> _WORK TASK_:
Your task is to filter the entries and copy every line containing the string "pyfarm".

(Stored records)
________
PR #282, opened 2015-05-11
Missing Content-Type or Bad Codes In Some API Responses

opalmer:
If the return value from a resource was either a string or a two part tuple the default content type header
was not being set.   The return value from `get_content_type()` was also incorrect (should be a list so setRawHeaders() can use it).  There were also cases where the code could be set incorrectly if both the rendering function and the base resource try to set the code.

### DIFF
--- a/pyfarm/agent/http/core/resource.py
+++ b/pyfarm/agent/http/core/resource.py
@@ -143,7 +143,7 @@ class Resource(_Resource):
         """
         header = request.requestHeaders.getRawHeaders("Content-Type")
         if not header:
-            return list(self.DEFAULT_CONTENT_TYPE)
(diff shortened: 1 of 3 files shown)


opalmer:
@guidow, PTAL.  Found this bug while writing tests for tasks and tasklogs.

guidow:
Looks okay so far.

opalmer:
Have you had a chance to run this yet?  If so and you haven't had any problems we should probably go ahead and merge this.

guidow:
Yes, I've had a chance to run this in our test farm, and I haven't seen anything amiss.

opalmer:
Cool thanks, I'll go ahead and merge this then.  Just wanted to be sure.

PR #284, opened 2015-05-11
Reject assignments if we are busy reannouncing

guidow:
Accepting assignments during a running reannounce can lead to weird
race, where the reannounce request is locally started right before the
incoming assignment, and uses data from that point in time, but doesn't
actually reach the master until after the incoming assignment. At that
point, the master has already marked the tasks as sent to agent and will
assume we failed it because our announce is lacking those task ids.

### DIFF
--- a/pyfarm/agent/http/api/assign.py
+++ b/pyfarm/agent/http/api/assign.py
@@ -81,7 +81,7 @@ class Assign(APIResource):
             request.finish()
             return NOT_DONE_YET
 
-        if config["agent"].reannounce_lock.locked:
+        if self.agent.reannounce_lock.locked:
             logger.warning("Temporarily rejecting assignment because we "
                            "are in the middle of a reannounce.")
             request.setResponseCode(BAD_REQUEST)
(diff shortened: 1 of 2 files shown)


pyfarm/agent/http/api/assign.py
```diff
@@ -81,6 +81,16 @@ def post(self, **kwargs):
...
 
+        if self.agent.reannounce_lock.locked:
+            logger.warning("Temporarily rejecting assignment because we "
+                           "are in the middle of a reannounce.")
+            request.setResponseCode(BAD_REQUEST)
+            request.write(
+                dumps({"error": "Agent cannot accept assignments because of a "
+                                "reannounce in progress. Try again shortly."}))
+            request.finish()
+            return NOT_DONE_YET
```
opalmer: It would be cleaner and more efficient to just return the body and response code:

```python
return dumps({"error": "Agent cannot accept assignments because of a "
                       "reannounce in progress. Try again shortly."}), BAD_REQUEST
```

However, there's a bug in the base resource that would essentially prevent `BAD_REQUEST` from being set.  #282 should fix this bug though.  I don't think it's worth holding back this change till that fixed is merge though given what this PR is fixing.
________
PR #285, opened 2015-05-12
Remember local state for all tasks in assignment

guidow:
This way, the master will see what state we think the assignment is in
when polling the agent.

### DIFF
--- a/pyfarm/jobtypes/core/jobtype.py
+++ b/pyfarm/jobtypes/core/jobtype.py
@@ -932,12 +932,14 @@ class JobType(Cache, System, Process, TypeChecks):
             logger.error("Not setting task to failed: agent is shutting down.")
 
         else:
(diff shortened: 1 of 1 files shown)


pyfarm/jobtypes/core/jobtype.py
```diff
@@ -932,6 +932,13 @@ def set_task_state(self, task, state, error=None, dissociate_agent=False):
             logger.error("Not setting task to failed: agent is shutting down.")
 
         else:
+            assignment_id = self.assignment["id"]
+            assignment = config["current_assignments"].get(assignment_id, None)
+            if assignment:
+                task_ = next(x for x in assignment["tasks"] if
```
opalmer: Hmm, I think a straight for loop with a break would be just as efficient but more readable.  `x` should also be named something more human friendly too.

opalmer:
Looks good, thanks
________
> _EXERCISE SOLUTION_:
--- a/pyfarm/agent/http/core/resource.py
+++ b/pyfarm/agent/http/core/resource.py
--- a/pyfarm/agent/http/api/assign.py
+++ b/pyfarm/agent/http/api/assign.py
pyfarm/agent/http/api/assign.py
--- a/pyfarm/jobtypes/core/jobtype.py
+++ b/pyfarm/jobtypes/core/jobtype.py
pyfarm/jobtypes/core/jobtype.py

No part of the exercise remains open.